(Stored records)
PR #3388, opened 2024-08-16
[stdlib] Implicit conversion from `None` to `UnsafePointer`

helehex:
None is sort of like null in other languages, so this is helpful as a consistent way to say a pointer is null, without having to write out the full type.

### DIFF
--- a/stdlib/src/memory/unsafe_pointer.mojo
+++ b/stdlib/src/memory/unsafe_pointer.mojo
@@ -92,8 +92,12 @@ struct UnsafePointer[
     # ===-------------------------------------------------------------------===#
 
     @always_inline
-    fn __init__(inout self):
-        """Create a null pointer."""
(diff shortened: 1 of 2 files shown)


JoeLoser:
I'm not sure we want to do this - WDYT @ConnorGray?

JoeLoser:
After discussing some more with the team, here's some take-aways for why we're not looking to accept this change as is:
- Avoiding implicit conversions in low-level code (like `UnsafePointer`) is good practice, so introducing an implicit conversion here isn't ideal since you want to ensure you really understanding everything that is going on.
- We could imagine something akin to `nullptr` potentially which is `UnsafePointer[T]()` or a `nullptr_t` so folks can use it without knowing the `T` in the given context.

To help clean up the pull request queue, I'm going to close this.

__What to do__
Gather every line from the entries above where the word "None" appears, and copy them.

__Reply to the exercise__
[stdlib] Implicit conversion from `None` to `UnsafePointer`
None is sort of like null in other languages, so this is helpful as a consistent way to say a pointer is null, without having to write out the full type.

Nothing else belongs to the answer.